__Data for this exercise__
==========

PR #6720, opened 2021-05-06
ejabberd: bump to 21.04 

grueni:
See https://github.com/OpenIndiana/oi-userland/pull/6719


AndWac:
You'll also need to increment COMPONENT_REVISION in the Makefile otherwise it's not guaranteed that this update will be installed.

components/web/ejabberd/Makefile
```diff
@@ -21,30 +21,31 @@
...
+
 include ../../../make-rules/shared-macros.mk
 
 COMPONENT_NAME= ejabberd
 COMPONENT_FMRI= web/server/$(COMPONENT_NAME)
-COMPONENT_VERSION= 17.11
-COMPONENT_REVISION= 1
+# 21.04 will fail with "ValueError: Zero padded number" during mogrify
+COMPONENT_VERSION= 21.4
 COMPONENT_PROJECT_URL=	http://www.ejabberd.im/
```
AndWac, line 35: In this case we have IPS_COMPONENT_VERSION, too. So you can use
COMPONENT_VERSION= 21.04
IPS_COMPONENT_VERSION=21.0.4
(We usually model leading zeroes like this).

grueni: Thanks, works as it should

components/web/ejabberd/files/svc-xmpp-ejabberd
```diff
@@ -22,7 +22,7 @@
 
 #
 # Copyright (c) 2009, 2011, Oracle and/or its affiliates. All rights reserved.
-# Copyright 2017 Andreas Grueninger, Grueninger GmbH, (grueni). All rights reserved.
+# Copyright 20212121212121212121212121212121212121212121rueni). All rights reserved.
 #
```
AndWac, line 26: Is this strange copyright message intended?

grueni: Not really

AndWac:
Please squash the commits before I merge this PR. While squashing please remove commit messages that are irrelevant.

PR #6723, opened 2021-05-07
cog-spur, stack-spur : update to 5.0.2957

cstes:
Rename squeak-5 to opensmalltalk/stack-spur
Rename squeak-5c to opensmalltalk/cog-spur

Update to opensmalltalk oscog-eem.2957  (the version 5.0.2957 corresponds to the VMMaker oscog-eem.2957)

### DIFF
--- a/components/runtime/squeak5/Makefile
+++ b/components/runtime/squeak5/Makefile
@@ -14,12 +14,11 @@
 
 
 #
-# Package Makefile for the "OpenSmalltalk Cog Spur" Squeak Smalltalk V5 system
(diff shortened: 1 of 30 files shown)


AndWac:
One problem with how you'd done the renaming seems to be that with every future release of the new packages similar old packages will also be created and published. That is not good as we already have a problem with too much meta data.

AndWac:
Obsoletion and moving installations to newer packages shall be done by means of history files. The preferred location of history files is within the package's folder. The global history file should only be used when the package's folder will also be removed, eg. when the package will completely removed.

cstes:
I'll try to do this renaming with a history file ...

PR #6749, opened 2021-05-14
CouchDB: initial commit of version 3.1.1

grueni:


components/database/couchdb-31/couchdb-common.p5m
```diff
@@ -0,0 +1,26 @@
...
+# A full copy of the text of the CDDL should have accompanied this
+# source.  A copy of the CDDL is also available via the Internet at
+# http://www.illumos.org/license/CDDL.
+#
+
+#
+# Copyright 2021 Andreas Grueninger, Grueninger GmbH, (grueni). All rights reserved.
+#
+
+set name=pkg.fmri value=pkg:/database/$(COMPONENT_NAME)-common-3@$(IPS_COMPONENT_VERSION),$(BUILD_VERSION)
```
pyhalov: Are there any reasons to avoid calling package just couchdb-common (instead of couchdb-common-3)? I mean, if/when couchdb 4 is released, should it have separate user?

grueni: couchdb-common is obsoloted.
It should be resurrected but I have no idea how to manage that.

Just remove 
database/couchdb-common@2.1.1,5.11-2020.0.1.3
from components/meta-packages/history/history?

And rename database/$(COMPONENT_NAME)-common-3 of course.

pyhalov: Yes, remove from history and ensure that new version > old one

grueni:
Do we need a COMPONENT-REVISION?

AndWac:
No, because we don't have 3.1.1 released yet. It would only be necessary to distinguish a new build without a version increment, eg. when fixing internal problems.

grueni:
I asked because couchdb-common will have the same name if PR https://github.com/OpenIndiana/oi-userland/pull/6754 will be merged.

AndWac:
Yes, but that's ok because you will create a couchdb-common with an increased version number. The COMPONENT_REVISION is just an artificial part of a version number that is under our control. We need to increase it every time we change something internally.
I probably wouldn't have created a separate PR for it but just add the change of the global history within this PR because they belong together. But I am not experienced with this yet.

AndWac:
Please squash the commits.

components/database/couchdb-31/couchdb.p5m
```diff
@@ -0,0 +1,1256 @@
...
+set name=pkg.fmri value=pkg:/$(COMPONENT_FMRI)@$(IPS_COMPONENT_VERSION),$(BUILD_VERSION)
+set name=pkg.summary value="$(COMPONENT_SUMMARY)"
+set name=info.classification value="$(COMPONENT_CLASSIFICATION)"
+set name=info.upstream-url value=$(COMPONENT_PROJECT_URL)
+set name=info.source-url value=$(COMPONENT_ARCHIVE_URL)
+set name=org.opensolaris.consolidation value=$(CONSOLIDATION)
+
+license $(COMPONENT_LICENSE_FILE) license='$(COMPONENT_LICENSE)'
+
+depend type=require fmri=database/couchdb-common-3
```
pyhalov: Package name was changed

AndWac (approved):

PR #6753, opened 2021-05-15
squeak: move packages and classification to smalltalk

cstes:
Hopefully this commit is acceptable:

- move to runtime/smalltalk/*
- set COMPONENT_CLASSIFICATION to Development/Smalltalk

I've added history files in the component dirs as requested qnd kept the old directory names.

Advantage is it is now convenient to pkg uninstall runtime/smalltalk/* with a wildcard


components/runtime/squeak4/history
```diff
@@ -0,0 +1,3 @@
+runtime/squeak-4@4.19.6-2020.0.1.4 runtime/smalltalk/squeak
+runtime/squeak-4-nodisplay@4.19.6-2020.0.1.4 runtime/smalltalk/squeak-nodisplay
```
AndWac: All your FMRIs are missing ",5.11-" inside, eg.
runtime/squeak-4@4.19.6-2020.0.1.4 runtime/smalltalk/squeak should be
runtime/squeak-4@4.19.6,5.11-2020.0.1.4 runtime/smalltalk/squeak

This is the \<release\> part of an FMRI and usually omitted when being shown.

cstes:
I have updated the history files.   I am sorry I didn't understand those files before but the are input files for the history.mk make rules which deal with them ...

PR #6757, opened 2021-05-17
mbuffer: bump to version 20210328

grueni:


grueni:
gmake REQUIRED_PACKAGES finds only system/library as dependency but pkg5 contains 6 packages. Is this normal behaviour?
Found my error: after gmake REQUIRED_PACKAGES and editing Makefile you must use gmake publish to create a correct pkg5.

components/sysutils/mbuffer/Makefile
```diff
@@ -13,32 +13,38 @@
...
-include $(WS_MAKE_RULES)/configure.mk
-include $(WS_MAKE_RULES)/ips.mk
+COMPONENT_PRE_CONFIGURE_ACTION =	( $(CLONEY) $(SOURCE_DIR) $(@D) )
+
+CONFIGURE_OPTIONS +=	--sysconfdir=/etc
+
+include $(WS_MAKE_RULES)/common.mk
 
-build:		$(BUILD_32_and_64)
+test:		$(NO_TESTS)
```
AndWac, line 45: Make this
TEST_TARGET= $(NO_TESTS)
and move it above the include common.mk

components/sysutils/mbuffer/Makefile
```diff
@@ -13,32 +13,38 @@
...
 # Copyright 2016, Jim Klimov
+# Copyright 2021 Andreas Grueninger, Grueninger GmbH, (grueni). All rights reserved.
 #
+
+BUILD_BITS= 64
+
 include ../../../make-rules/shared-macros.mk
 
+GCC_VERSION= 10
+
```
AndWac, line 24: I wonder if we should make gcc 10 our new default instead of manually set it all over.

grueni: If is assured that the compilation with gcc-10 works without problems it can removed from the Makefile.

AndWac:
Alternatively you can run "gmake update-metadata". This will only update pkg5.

==========

__Your objective__
Would you print exactly and only the lines of the material above that run from the line with "components/runtime/squeak4/history" through the line with "runtime/smalltalk/squeak should be", both included?

__Expected answer__
components/runtime/squeak4/history
```diff
@@ -0,0 +1,3 @@
+runtime/squeak-4@4.19.6-2020.0.1.4 runtime/smalltalk/squeak
+runtime/squeak-4-nodisplay@4.19.6-2020.0.1.4 runtime/smalltalk/squeak-nodisplay
```
AndWac: All your FMRIs are missing ",5.11-" inside, eg.
runtime/squeak-4@4.19.6-2020.0.1.4 runtime/smalltalk/squeak should be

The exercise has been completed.